CrossValidatedTransferError provides an interface to access any classifier-related information: harvest_attribs. Harvesting the sensitivities computed by all classifiers (without recomputing them again) looks like this:
>>> cv = CrossValidatedTransferError(
... TransferError(SMLR()),
... OddEvenSplitter(),
... harvest_attribs=\
... ['transerror.clf.getSensitivityAnalyzer(force_training=False)()'])
>>> merror = cv(dataset)
>>> sensitivities = cv.harvested.values()[0]
>>> N.array(sensitivities).shape == (2, dataset.nfeatures)
True
First, we define an instance of CrossValidatedTransferError that uses an SMLR classifier to perform the cross-validation on odd-even splits of a dataset. The important piece is the definition of the harvest_attribs. It takes a list of code snippets that will be executed in the local context of the cross-validation function. The TransferError instance used to train and test the classifier on each split is available via transerror. The rest is easy: TransferError provides access to its classifier and any classifier can in turn generate an appropriate Sensitivity instance via getSensitivityAnalyzer(). This generator method takes additional arguments to the constructor of the mvpa.measures.base.Sensitivity class. In this case we want to prevent retraining the classifiers, as they will be trained anyway by the TransferError instance they belong to.
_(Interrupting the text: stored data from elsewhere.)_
Issue #13211, opened 2023-04-12
Change entity outline depending on colour and mode.


c21adano:
currently Er entities has support for changing outline to white when darkmode is activated, the other two diagram types should also have this functionality.

![blackwithwhiteconners](https://user-images.githubusercontent.com/102599332/231430480-bfb47aea-8618-40f3-a2fa-9471240b5e01.PNG)

But there is also an issue with the Er white outline change:
![whitewithwhiteconners](https://user-images.githubusercontent.com/102599332/231430496-62acae49-db20-4599-be7e-467b25ca7a95.PNG)

The outline changes colour based on if the dugga site is in darkmode or lightmode, but the diagram part of the site has its own darkmode button that changes only the diagram canvas to darkmode.
![darkmodesiwths](https://user-images.githubusercontent.com/102599332/231430704-aa9ee847-03db-40be-bfbe-c29f137593dd.PNG)

Link the outline switch to the diagram canvas button instead of the dugga darkmode button.
![switchtorightdarkmode](https://user-images.githubusercontent.com/102599332/231430722-5fa97e7f-37e7-4a50-bb21-39abdbde94d2.PNG)

PR #13265, opened 2023-04-13
Change entity outline depending on colour and mode. #13211

a19clasv:
Added class 'text' to IE and UML parts that have a stroke color that can possibly be toggled and made the borders change as soon as dark mode is toggled in the diagram.

### DIFF
--- a/DuggaSys/diagram.js
+++ b/DuggaSys/diagram.js
@@ -4203,7 +4203,7 @@ function toggleDarkmode()
         stylesheet.href = "../Shared/css/blackTheme.css";
         localStorage.setItem('diagramTheme',stylesheet.href)
     }
-    updateCSSForAllElements()
+    toggleBorderOfElements();
 }
 
 /**
--- a/DuggaSys/diagram.js
+++ b/DuggaSys/diagram.js
@@ -4203,7 +4203,6 @@ function toggleDarkmode()
         stylesheet.href = "../Shared/css/blackTheme.css";
         localStorage.setItem('diagramTheme',stylesheet.href)
     }
-    toggleBorderOfElements();
 }
 
 /**
@@ -11391,6 +11390,7 @@ function updateCSSForAllElements()
         //If more than one element is marked.
         return inContext && context.length > 1 || inContext && context.length > 0 && contextLine.length > 0;
     }
+    toggleBorderOfElements();
 }
 /**
  * @description toggles the border of all elements to white or gray; depending on current theme.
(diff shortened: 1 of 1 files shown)


a21aldsa (commented):
Sure, the issue is resolved. But the issue itself is nonsensical, why would anyone want white borders on a white element? This defeats the purpose of borders, I have attached screenshots that show what I mean. @c21adano @b21oscpe 

image

image

c21adano:
The outline should be white in darkmode if the entity itself has a black colour selected. Its seems i described the first part of the issue poorly and i apologize. If the entity has a white colour it should have the normal outline.

a19clasv:
I fixed it

DuggaSys/diagram.js
```diff
@@ -11410,21 +11411,23 @@ function toggleBorderOfElements() {
...
                 //assign their current stroke color to a variable.
-                let strokeColor = text.getAttribute('stroke');
-                //if the element has a stroke which has the color #383737: set it to white.
-                //this is because we dont want to affect the strokes that are null or other colors.
-                if (strokeColor == '#383737') {
+              let strokeColor = text.getAttribute('stroke');
+                let fillColor = text.getAttribute('fill');
+                //if the element has a stroke which has the color #383737 and its fill isn't white: set it to white.
+                //this is because we dont want to affect the strokes that are null or other colors and have a contrasting border.
+                if (strokeColor == '#383737' && fillColor != '#ffffff') {
```
a21aldsa, line 11418: if its grey, its automatically not white. that means this check is extraneous, or am I misunderstanding something?

a21aldsa (changes requested):
While yes, the border becomes white when the color of the element is set to anything other than white and the theme is dark; you forgot to account for other element colors such as green or pink. Your changes now makes it very difficult to see the border on these elements.

image

This will lead to some users having a hard time differentiating between, for example, the different fields in a UML diagram.

Albeit, this might very well be a separate issue in and of itself. If this is the case I am ok with calling this issue resolved.

a21aldsa:
Also, while it is very easy to see the inside border color of a white element on darkmode now, it is very hard to see the outside border. I believe this should also be resolved or taken up in another issue.

c21adano:
> Also, while it is very easy to see the inside border color of a white element on darkmode now, it is very hard to see the outside border. I believe this should also be resolved or taken up in another issue.
> 
> image

This could be an issue in the future but doesn't need an immediate fix.

a19clasv:
Just give me another issue or expand this issue, stating which border colours should be according to which element colours and which mode. Otherwise this issue is resolved.

b21oscpe:
Discussion provides future issues, the original issue is resolved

The return values of all code snippets defined in harvest_attribs are available in the harvested state variable. harvested is a dictionary where the keys are the code snippets used to compute the value. As the key in this case is pretty long, we simply take the first (and only) value from the dictionary. The value is actually a list of sensitivity vectors, one per split.
Yes and no. In general the classifiers wrapped or implemented in PyMVPA are not capable of handling literal labels, some even might require binary labels. However, PyMVPA datasets provide functionality to map any set of literal labels to a corresponding set of numerical labels. Let’s take a look:
>>> # invent some samples (arbitrary in this example)
>>> samples = N.random.randn(3).reshape(3,1)
First we will construct a Dataset the usual way (3 samples with unique numerical labels, all in one chunk:
>>> Dataset(samples=samples, labels=range(3), chunks=1)
<Dataset / float64 3 x 1 uniq: 3 labels 1 chunks>
Now, we are trying to create the same dataset using literal labels:
>>> # now create the same dataset using literal labels
>>> ds = Dataset(samples=samples,
... labels=['one', 'two', 'three'],
... chunks=1)
>>> ds.labels[0]
'one'
This approach simply stored the literal labels in the dataset and will most likely lead to unpredictable behavior of classifiers that cannot handle them. A more flexible approach is to let the dataset map the literal labels to numerical ones:
>>> ds = Dataset(samples=samples,
... labels=['one', 'two', 'three'],
... chunks=1,
... labels_map=True)
>>> ds
<Dataset / float64 3 x 1 uniq: 3 labels 1 chunks labels_mapped>
>>> ds.labels[0]
0
>>> for k in sorted(ds.labels_map.keys()):
... print k, ds.labels_map[k]
one 0
three 1
two 2
With this approach the labels stored in the dataset are now numerical. However, the mapping between literal and numerical labels is somewhat arbitrary. If a fixed mapping is possible or intended (e.g. same mapping for multiple dataset), the mapping can be set explicitly:
>>> ds = Dataset(samples=samples,
... labels=['one', 'two', 'three'],
... chunks=1,
... labels_map={'one': 1, 'two': 2, 'three': 3})
>>> for k in sorted(ds.labels_map.keys()):
... print k, ds.labels_map[k]
one 1
three 3
two 2
PyMVPA will use the labels mapping to display literal instead of numerical labels e.g. in confusion matrices.